[What you should do] From the listing below, pick out each line with the word "else".

[Available records]
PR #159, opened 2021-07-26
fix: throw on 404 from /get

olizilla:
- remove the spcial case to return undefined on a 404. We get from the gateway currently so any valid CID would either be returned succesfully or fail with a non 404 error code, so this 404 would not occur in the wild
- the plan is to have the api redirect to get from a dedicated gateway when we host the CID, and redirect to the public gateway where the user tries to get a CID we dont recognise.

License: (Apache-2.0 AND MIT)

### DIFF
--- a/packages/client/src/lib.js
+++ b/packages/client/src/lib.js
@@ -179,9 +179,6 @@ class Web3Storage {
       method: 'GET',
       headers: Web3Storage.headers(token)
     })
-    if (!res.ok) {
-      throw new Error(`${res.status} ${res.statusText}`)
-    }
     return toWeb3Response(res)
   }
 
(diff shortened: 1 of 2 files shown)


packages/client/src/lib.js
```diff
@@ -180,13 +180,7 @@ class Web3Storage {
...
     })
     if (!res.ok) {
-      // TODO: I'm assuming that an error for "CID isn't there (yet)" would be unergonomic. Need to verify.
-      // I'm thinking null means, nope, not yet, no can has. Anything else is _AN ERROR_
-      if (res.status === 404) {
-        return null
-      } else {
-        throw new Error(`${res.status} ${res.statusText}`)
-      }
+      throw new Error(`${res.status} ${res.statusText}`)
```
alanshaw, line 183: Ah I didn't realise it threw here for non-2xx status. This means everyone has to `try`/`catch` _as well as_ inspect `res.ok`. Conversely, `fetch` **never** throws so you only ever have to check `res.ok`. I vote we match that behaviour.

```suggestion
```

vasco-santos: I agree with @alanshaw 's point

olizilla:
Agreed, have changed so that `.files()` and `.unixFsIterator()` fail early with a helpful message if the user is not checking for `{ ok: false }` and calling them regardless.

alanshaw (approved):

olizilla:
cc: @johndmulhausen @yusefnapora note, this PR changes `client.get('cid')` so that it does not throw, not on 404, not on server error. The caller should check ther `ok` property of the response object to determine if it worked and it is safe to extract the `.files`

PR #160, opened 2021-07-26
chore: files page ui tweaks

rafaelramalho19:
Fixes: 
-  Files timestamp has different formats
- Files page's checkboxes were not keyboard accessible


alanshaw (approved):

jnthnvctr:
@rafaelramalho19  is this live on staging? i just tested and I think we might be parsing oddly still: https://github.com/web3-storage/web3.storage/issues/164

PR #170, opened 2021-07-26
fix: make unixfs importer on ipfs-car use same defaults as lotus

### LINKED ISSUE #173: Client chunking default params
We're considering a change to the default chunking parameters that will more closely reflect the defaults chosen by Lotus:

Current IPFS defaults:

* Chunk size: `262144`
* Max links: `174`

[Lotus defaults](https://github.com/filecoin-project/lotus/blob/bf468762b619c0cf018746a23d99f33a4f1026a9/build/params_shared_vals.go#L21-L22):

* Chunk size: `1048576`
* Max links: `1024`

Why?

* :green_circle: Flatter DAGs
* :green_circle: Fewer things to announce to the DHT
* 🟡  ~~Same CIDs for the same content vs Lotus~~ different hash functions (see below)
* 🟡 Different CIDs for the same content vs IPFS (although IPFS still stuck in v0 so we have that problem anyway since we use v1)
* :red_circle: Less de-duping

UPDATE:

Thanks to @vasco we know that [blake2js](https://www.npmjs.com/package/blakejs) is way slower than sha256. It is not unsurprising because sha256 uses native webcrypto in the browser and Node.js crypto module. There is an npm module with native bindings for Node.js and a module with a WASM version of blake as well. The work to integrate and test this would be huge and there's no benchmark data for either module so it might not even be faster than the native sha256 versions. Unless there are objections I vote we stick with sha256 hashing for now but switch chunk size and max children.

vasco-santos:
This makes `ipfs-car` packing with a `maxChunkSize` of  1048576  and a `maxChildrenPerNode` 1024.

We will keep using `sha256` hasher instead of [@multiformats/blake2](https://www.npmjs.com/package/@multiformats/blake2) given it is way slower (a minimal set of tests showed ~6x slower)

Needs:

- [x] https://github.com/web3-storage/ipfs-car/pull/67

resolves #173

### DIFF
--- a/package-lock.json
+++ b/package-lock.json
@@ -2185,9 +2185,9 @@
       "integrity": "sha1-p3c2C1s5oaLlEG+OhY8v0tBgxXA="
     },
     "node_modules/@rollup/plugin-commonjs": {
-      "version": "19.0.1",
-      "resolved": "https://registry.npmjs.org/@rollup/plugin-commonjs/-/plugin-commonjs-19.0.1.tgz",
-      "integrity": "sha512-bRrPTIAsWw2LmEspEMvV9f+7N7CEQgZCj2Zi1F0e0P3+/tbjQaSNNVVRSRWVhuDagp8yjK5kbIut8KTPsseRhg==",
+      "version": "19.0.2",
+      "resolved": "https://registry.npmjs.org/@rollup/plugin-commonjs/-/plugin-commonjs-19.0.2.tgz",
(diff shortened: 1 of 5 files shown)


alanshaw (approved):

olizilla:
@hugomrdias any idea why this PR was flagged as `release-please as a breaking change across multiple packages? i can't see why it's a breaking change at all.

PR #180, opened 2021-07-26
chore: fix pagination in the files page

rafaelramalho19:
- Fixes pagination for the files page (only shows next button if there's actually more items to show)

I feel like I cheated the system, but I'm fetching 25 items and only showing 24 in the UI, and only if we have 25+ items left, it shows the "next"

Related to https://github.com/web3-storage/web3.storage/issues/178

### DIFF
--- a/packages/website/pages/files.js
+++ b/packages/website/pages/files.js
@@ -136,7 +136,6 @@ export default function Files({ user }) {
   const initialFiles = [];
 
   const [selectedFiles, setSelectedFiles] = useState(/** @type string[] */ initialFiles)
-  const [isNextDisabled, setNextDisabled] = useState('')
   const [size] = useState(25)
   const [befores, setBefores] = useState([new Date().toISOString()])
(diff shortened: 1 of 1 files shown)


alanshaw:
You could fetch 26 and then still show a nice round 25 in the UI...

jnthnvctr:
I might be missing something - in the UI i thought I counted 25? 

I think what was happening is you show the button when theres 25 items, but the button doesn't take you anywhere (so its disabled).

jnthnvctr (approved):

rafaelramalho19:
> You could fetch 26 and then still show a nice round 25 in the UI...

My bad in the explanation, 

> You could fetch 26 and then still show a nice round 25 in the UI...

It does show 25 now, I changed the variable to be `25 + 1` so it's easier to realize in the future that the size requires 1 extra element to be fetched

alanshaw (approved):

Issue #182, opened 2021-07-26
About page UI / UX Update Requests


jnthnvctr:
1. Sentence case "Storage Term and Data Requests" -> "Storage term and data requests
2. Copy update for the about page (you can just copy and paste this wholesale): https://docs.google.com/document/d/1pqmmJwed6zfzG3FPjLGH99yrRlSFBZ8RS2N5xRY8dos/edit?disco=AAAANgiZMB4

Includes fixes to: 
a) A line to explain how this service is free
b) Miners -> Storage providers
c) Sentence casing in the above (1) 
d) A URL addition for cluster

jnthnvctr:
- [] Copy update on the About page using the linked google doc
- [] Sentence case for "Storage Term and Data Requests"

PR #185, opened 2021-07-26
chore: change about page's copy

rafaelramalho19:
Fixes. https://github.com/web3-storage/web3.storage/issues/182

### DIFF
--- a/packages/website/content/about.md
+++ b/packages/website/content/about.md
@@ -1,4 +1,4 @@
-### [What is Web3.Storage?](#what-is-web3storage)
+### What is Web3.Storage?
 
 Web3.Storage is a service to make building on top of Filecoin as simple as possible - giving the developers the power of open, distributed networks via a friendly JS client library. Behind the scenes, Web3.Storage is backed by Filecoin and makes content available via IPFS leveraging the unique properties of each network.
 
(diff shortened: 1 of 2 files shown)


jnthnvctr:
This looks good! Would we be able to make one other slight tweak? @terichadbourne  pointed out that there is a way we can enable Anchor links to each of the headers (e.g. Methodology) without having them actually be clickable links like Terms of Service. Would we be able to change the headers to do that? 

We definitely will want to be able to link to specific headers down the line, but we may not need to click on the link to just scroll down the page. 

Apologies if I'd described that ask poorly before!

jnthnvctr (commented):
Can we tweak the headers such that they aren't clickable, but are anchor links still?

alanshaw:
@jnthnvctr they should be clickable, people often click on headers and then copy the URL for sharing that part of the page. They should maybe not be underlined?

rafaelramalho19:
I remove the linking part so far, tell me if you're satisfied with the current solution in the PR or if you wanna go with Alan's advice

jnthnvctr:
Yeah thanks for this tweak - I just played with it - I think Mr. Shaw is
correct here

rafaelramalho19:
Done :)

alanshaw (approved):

[Written solution]
-      // I'm thinking null means, nope, not yet, no can has. Anything else is _AN ERROR_
-      } else {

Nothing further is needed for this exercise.